Opinion
No. 12642.
April 20, 1949.
Appeal from the United States District Court for the Northern District of Georgia; Robert L. Russell, Judge.
Habeas corpus proceeding by James D. Lacewell against W.H. Hiatt, Warden, United States Penitentiary, Atlanta, Ga., for release from conviction of rape in court-martial proceedings. From a judgment denying the writ, petitioner appeals.
Affirmed.
No appearance for appellant.
Col. Eugene M. Caffey, J.A.G.D., Hq. 3rd Army, and Lt. Col. H.M. Peyton, both of Fort McPherson, Ga., and J. Ellis Mundy, U.S. Atty., and Harvey H. Tisinger, Asst. U.S. Atty., both of Atlanta, Ga., for appellee.
Before HOLMES, McCORD, and WALLER, Circuit Judges.
Petitioner, a private in the United States Army, while stationed on the island of Okinawa was convicted jointly with two other soldiers by a General Court-Martial of the offense of rape upon an Okinawan woman. He was sentenced to be hanged, which sentence was later commuted by the President to twenty five years imprisonment, and thereafter again reduced to fifteen years.
In his petition for a writ of habeas corpus, petitioner contends that his court-martial convicted him of rape without any evidence in support of the crime charged, since it is without dispute that he never actually effected penetration of the female involved.
A careful examination of the record of his trial discloses that petitioner unlawfully participated in a joint venture with two other accomplices to rape the victim, and that each of his cohorts effected penetration of the victim, whereas he tried but was unable to do so. The legal question of whether in a joint venture the acts of each accomplice may be imputed to the others was fully considered by the Board of Review, Office of the Judge Advocate General, wherein it was held:
"It is shown that accused Lacewell did not effect a penetration of the body of Gusiken Tsuru, although he made an effort to do so. * * *
"The entire evidence, including the unsworn statement of accused Lacewell, discloses a joint venture by the three to indulge in sexual intercourse. At no time was there a termination of this joint venture and the acts of each are imputed to the others. * * *
"All three are equally liable as principals inasmuch as the distinction between principals and accessories has been abolished by statute. Sec. 332, Fed. Crim. Code, 18 U.S.C. § 550 [now § 2]; CM 320489, * * *"

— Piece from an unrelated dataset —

PR #3108, opened 2024-07-24
Docs: fix bad edge 7-8 and make edges follow the underlying equipment in nodeBreakerTopologyGraph.svg

jonenst:

NO

Docs update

We concur in the above finding that petitioner was clearly a principal in the commission of the offense, as the rape committed by his two accomplices while all were participating in a joint venture is legally imputable to petitioner, as his court-martial found. In any event, habeas corpus does not lie to inquire into the sufficiency of the evidence, or to determine whether there is any evidence to support the court's finding of guilt. Telfian v. Sanford, 5 Cir., 161 F.2d 556; Harlan v. McGourin, 218 U.S. 442, 31 S.Ct. 44, 54 L.Ed. 1101, 21 Ann.Cas. 849. See also, In re Gregory, 219 U.S. 210, 213, 214, 31 S.Ct. 143, 55 L.Ed. 184; McMicking v. Schields, 238 U.S. 99, 35 S.Ct. 665, 59 L.Ed. 1220; Caballero v. Hudspeth, 10 Cir., 114 F.2d 545.
Other contentions of petitioner are wholly without merit. It follows that the judgment of the district court denying the application for a writ of habeas corpus should be, and the same is hereby affirmed.